Today I’m delighted to bring you an extract from Christopher Lowery’s The Dark Web, the final book in the African Diamonds Trilogy. Let’s take a look at what the book is all about:
About the Book
The thrilling final instalment in the gripping African Diamonds trilogy!
The tentacles of the Dark Web are tightening their grip around the world. From Moscow to Shanghai, Washington, UK, the Middle East and Europe, nowhere is beyond their reach.
When a computer scientist dies mysteriously in Dubai, Jenny Bishop’s nephew, Leo Stewart, is hired to replace him. Leo’s life is soon in danger, but he is the only person who can find the key to prevent an impending global cyber-attack. With the help of Jenny and old and new friends, he must neutralise the threat before the world’s vital services are brought to a halt in a flagrant attempt to once again redraw the borders of Europe and Asia. Can the deadly conspiracy be exposed before the world is thrust into a new Cold War?
Christopher Lowery delivers a gripping final chapter in the bestselling African Diamonds trilogy, with a thriller that is powerfully resonant of today’s global dangers, hidden behind the ever-changing technological landscape.
The perfect read for fans of Gerald Seymour, Wilbur Smith and Frederick Forsyt
The Dark Web
Thursday, 26 July 2012 It was six-thirty on a dark, rainy morning when Chongkun climbed into his white 2009 Volkswagen Golf. Although he had a chauffeur and several other cars, including a 1999 Rolls Royce Silver Spirit Mark IV, he preferred to weave through the traffic in the little saloon and drop it in the employees’ parking lot behind the Lee-Win building in Pudong, leaving the luxury travel for his wife.
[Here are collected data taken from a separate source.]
Issue #294, opened 2023-05-31
Feature: expose additional effect settings


rbergen:
Recently, the ability was added for effects to expose settings that can be changed via the API. A few basic settings have been exposed by `LEDStripEffect`; the `PatternSubscribers` effect adds two more for itself. 

Obviously, there are more effects for which it makes sense to expose properties as settings that can be changed via the device API and (later) the device web UI. 

When working on this:

- The [`REST_API.md`](https://github.com/PlummersSoftwareLLC/NightDriverStrip/blob/main/REST_API.md) file contains information about the effect settings API endpoints.
- The aforementioned [`PatternSubscribers` effect](https://github.com/PlummersSoftwareLLC/NightDriverStrip/blob/main/include/effects/matrix/PatternSubscribers.h) provides an example of an effect extending the basic settings exposed by `LEDStripEffect`.
- [`LEDStripEffect`](https://github.com/PlummersSoftwareLLC/NightDriverStrip/blob/main/include/ledstripeffect.h) includes a number of helper functions for changing effect settings of "known types". Known types are themselves defined by the [`SettingSpec` struct in `types.h`](https://github.com/PlummersSoftwareLLC/NightDriverStrip/blob/023ae7f148ac3509ddaa4f4ffe1e92d149e18134/include/types.h#L50).

Louis-Riel:
I'm POCing something to save UI effect settings in the browser storage facilities. In this POC, I'm setting an effect image URL option. This is what the effect image feature looks like:
![image](https://github.com/PlummersSoftwareLLC/NightDriverStrip/assets/53452394/a10542c6-5cf5-4dba-b13a-252effabd0e3)
The little gear opens a config dialig:
![image](https://github.com/PlummersSoftwareLLC/NightDriverStrip/assets/53452394/6f067be7-e4fa-47a0-a1d8-5ceca0292eb8)
The favicon.ico is the default, and the one in the screenshot is the overridden value:
![image](https://github.com/PlummersSoftwareLLC/NightDriverStrip/assets/53452394/d9016586-60f5-4b87-a8a0-5acd95ea6902)

rbergen:
@Louis-Riel Would you envisage using this UX for other chip-stored effect settings as well? Because that's what this issue is primarily about.

Concerning the image per effect: I can definitely see that being a chip-stored effect setting, provided we indeed make it a URL (not an actual image upload that is stored to SPIFFS, for instance.)

[...]

PR #660, opened 2024-10-28
Test of RGBW Branch

davepl:
## Description
Adds RGBW support, tweaks SpiralLamp, adds PlateCover

## Contributing requirements


config/partitions_custom.csv
```diff
@@ -1,12 +1,8 @@
...
+# Name,   Type, SubType,     Offset,      Size, Flags
 nvs,        data,   nvs,     0x00b000,    0x002000,
 otadata,    data,   ota,     0x00d000,    0x002000,
-app0,       app,    ota_0,   0x010000,    0x190000,
-app1,       app,    ota_1,   0x1A0000,    0x190000,
-storage,    data,   spiffs,  0x330000,    0x0D0000 
\ No newline at end of file
+app0,       app,    ota_0,   0x010000,    0x1A0000,
+app1,       app,    ota_1,   0x1B0000,    0x1A0000,
+storage,    data,   spiffs,  0x350000,    0x0B0000
```
davepl, line 8: You'll note I stole another x20000 bytes from storage to make room for code, but it seems to still fit everything in!

include/deviceconfig.h
```diff
@@ -94,7 +94,9 @@
 
 #define DEVICE_CONFIG_FILE          "/device.cfg"
 #define NTP_SERVER_DEFAULT          "0.pool.ntp.org"
-#define BRIGHTNESS_MIN              uint8_t(10)
+#ifndef BRIGHTNESS_MIN
+    #define BRIGHTNESS_MIN          uint8_t(10)
+#endif
 #define BRIGHTNESS_MAX              uint8_t(255)
```
davepl, line 100: Allows non-matrix effects to set the brightness to 0 if the need to, like lamp for example

include/effectmanager.h
```diff
@@ -153,9 +153,19 @@ class  EffectManager : public IJSONSerializable
...
 
-    std::shared_ptr<GFXBase> GetBaseGraphics()
+    // SetTempEffect - Sets a temporary effect to be played until remote changes it.
+    //                 The effect must have already had its Init() function called.
+
+    void SetTempEffect(std::shared_ptr<LEDStripEffect> effect)
+    {
+        _tempEffect = effect;
+    }
+
```
davepl, line 163: I could swear this functionality existed for the atomic lamp already, but could not find a way to actually set the temp effect, so added this method.  Let me know if I missed something that would have obviated the need for it!

include/effectmanager.h
```diff
@@ -153,9 +153,19 @@ class  EffectManager : public IJSONSerializable
...
+    // GetBaseGraphics - Returns the vector of GFXBase objects that the effects use to draw
+    
+    std::vector<std::shared_ptr<GFXBase>> & GetBaseGraphics()
     {
-        return _gfx[0];
+        return _gfx;
     }
```
davepl, line 169: I now return the entire array of graphics rather than just the first so that the VU meter effect can draw onto both spokes of the spiral lamp, which has two channels

include/globals.h
```diff
@@ -1736,9 +1775,8 @@ inline bool SetSocketBlockingEnabled(int fd, bool blocking)
 
 inline String formatSize(size_t size, size_t threshold = 1000)
 {
-    // If the size is less than the threshold, we don't need to worry about precision because
-    // we'll be showing whole units
-    const int precision = size >= threshold ? 2 : 0;
+    // If the size is above the threshold, we want a precision of 2 to show more accurate value
+    const int precision = size < threshold ? 0 : 2;
```
davepl, line 1779: Check me here, I could be crazy, but I think this was backwards, so flipping it

src/effects.cpp
```diff
@@ -276,7 +276,7 @@ void LoadEffectFactories()
         ADD_EFFECT(EFFECT_MATRIX_SMPICASSO3IN1,     PatternSMPicasso3in1, "Lines", 38);
         ADD_EFFECT(EFFECT_MATRIX_SMPICASSO3IN1,     PatternSMPicasso3in1, "Circles", 73);
         ADD_EFFECT(EFFECT_MATRIX_SMAMBERRAIN,       PatternSMAmberRain);
-        ADD_EFFECT(EFFECT_MATRIX_SMSTROBE_DIFFUSION,PatternSMStrobeDiffusion);
+ //     ADD_EFFECT(EFFECT_MATRIX_SMSTROBE_DIFFUSION,PatternSMStrobeDiffusion);
         ADD_EFFECT(EFFECT_MATRIX_SMRAINBOW_TUNNEL,  PatternSMRainbowTunnel);
```
davepl, line 280: I'm sure I had a good reason for turning off the Diffusion effect, but I think I just didn't like it.  If you or anyone else is partial to it, let me know.

include/effects/matrix/spectrumeffects.h
```diff
@@ -120,14 +120,14 @@ class VUMeter
...
     {
         if (g_Analyzer.MicMode() == PeakData::PCREMOTE)
             pPalette = &vuPaletteBlue;
 
-        int xHalf = pGFXChannel->width()/2;
-        pGFXChannel->setPixel(xHalf-i-1, yVU, ColorFromPalette(pPalette ? *pPalette : vu_gpGreen,  i*(256/xHalf)).fadeToBlackBy(fadeBy));
-        pGFXChannel->setPixel(xHalf+i,   yVU, ColorFromPalette(pPalette ? *pPalette : vu_gpGreen, i*(256/xHalf)).fadeToBlackBy(fadeBy));
+        int xHalf = GFX[0]->width()/2;
+        GFX[0]->setPixel(xHalf-i-1, yVU, ColorFromPalette(pPalette ? *pPalette : vu_gpGreen,  i*(256/xHalf)).fadeToBlackBy(fadeBy));
+        GFX[0]->setPixel(xHalf+i,   yVU, ColorFromPalette(pPalette ? *pPalette : vu_gpGreen, i*(256/xHalf)).fadeToBlackBy(fadeBy));
```
davepl, line 130: The existing VU meter effect draws a mirrored VU on the matrix, so assumes a single channel, and doesn't draw what I want for the lamp...  so I made a VUMeterVertical variation of it that does what I want.  Since it can no longer assume it uses just the matrix channel, I had to change GetBaseGraphics as noted.

include/soundanalyzer.h
```diff
@@ -639,16 +652,18 @@ class SoundAnalyzer : public AudioVariables
...
             {
-                _peak1Decay[i] = _Peaks[i];
+                _peak1Decay[i] = std::min(_Peaks[i], _peak1Decay[i] + maxIncrease);
                 _lastPeak1Time[i] = millis();
             }
             if (_Peaks[i] > _peak2Decay[i])
             {
-                _peak2Decay[i] = _Peaks[i];
+                _peak2Decay[i] = std::min(_Peaks[i], _peak2Decay[i] + maxIncrease);
             }
```
davepl, line 667: In a later checkin I fix this to use the individual decay rates 1 and 2 rather than basing them both off 1, but it doesn't impact the display.

include/effectmanager.h
rbergen: As far as I can remember, the `_tempEffect` could only be set through the constructor the whole time. But there is a theoretical chance that the possibility did exist a long time ago, and I removed it because the function wasn't used anywhere - I have done some dead code clean-up over time.

include/globals.h
rbergen: I think I'm neutral on the matter.

I am bound to remember this exchange if you change your mind about this in a couple of years, though. ;)

include/ledstripeffect.h
```diff
@@ -446,26 +449,28 @@ class LEDStripEffect : public IJSONSerializable
...
+            if (bMirrored)
+            {
+                setPixelOnAllChannels(iStart + i, rgb);
+                setPixelOnAllChannels(iStart + numToFill - i - 1, rgb);
+            }
+            else
+            {
+                setPixelOnAllChannels(iStart + i, rgb);
+            }
             for (int q = 1; q < everyNth; q++)
```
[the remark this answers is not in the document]
rbergen: To the extent I can trace things back (and trust GitHub's blame history), this code was originally submitted by yourself three years ago, probably when this repo was created. 

With which I just want to say that you're probably most qualified to have an opinion on this/decide changes are necessary.

include/soundanalyzer.h
```diff
@@ -502,6 +502,19 @@ class SoundAnalyzer : public AudioVariables
...
 
+    // These functions allow access to the last-acquired sample buffer and its size so that 
+    // effects can draw the waveform or do other things with the raw audio data
+    
+    const int16_t * GetSampleBuffer() const
+    {
+        return ptrSampleBuffer.get();
+    }
+
+    const size_t GetSampleBufferSize() const
```
rbergen, line 513: Can't this be a constexpr function?

include/soundanalyzer.h
rbergen: Ok.

src/effects.cpp
rbergen: To be honest, if it's just a matter of you not liking it then I'd like to suggest leaving it in and allowing the user to disable it with the web UI. That's what that feature is for.

If there is another good reason for disabling it, then that's fine of course. In which case I do (indeed) have a mild curiosity what the problem with it is.

src/effects.cpp
```diff
@@ -447,20 +447,29 @@ void LoadEffectFactories()
...
+        ADD_EFFECT(EFFECT_STRIP_FIRE_FAN, FireFanEffect, HeatColors_p, NUM_LEDS, 4, 5.0, 200, 8, 8, Sequential, true, true, true, 90);
+        ADD_EFFECT(EFFECT_STRIP_RAINBOW_FILL, RainbowFillEffect, 16, 3, true);
+        ADD_EFFECT(EFFECT_STRIP_METEOR, MeteorEffect, 2, 1, 15, .75, .75);
+        ADD_EFFECT(EFFECT_STRIP_COLOR_FILL, ColorFillEffect, "Off", CRGB::Black, 1);
+
     #elif SPIRALLAMP
 
-        #ifndef EFFECT_SET_VERSION
-            #define EFFECT_SET_VERSION  2   // Bump version if default set changes in a meaningful way
-        #endif
```
rbergen, line 454: Considering the pretty extended changes to this project's effect set I really think these `EFFECT_SET_VERSION` lines need to stay in, and that `EFFECT_SET_VERSION` for `SPIRALLAMP` in fact needs to be bumped to 3, here.

include/gfxbase.h
```diff
@@ -65,6 +65,7 @@
 #pragma once
 
 #include <stdexcept>
+#include <Arduino.h>
```
rbergen, line 68: With the 3.9.x FastLED compilation issues having been worked around, is this include still necessary?

rbergen (commented):
Looks like a nice project/effects upgrade!

I did make a few comments you may want to at least consider.

include/ledstripeffect.h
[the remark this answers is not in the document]
davepl: It makes sense now - it fills in the. pixels that the first loop did not!

src/effects.cpp
davepl: Ok, keeping it

include/gfxbase.h
davepl: Removed

src/effects.cpp
```diff
@@ -447,20 +447,37 @@ void LoadEffectFactories()
         ADD_EFFECT(EFFECT_STRIP_METEOR, MeteorEffect, 1, 1, 5, .15, .25);
         ADD_EFFECT(EFFECT_STRIP_METEOR, MeteorEffect); // Rainbow palette
 
+    #elif PLATECOVER
+
+        #ifndef EFFECT_SET_VERSION
+            #define EFFECT_SET_VERSION  3
+        #endif
```
rbergen, line 454: I'm changing this to 1 for PLATECOVER; the effect set version is project specific.

```suggestion
        #ifndef EFFECT_SET_VERSION
            #define EFFECT_SET_VERSION  1
        #endif    
```

rbergen:
I'm noting for the record that I've re-enabled the CI build for "heltecv3demo". The problem in PlatformIO that caused the project's build to fail was fixed in [platform-espressif32](https://github.com/platformio/platform-espressif32) version 6.9.0.

rbergen (approved):
Thanks for your changes. LGTM!

config/partitions_custom.csv
rbergen: We can rename the file to include 4M, but I think the fact of the matter is that we (still) treat 4M as the default. The 8M table does include the 8M in the name. 
Anyway, I don't think I'd merge a PR that implements only this name change, but wouldn't block it if it was part of a bigger change to the way we set up our partitions.

Concerning not using 16MB partition tables, I think the honest reason for that is that there currently is no scenario where we really need more than 8MB. So, why complicate matters by introducing and maintaining another partition table? (That may sound like a bit of a lazy argument, but I think it's valid in its core. :) )

I've made a fiery argument for not destroying user's data partitions in a willy-nilly way in the past, and from a consumer product perspective I stand by that. At the same time and at this moment, the consumer product that Mesmerizer could potentially be is not sold that way; it's a kit that requires the buyer to somewhat know what they're doing to put it together. It's also not being sold by the thousands, to put it very mildly. 

Mesmerizer is also really the only project with effects that rely on configuration a user could care about, and far fewer effects allow themselves to be configured than I personally would have liked (hence #294, opened a year and a half ago yesterday). Off the top of my head, we're really only talking about the weather, stocks and _possibly_ subscribers effects.
I therefore think that _at the moment_ we can still make "breaking" changes to the partition layout _used by Mesmerizer_, but I reserve the right to change my mind further down the line if one or more of the parameters for my current perspective change. 
The partition layout for other projects can probably remain in development for (much) longer in any scenario.

And yes, I can see the benefit of a crash partition. If you're willing to pick this one up, then I'm happy to review it. In the end, the main criterion is that all projects still build and flash, and that all data we want to put in the data partitions fits in there. For most projects, that is "just" the web UI files and the JSON config and current effect files. The GIFs are only flashed for Mesmerizer, at the moment.

rbergen: Wait, hang on. _All_ flashed files are embedded into the firmware image, so end up on the application partition. The SPIFFS data partition really only contains the JSON config files (and the Improv log file, if that's enabled - which it normally isn't). 

I think that probably makes the challenge of making room for a crash partition a little more manageable...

The sky was black with heavy rainclouds, and he strained to see through the windscreen wipers as he drove slowly along the street lit up by the headlights of the passing cars. Their colonial-style town house in the Jing’an area was about fifteen kilometres from the office, on the other side of the Huangpu River. Chongkun would meet their two sons, Junjie and Jiang, for a coffee before work and chat over the day’s programme. Both were married and worked with him in the microprocessor business, as heads of finance and marketing respectively. Although the family owned several other companies involved in manufacturing and commerce, he loved the challenge of the continual innovations in the world of the Internet, often led by Lee-Win under his stewardship.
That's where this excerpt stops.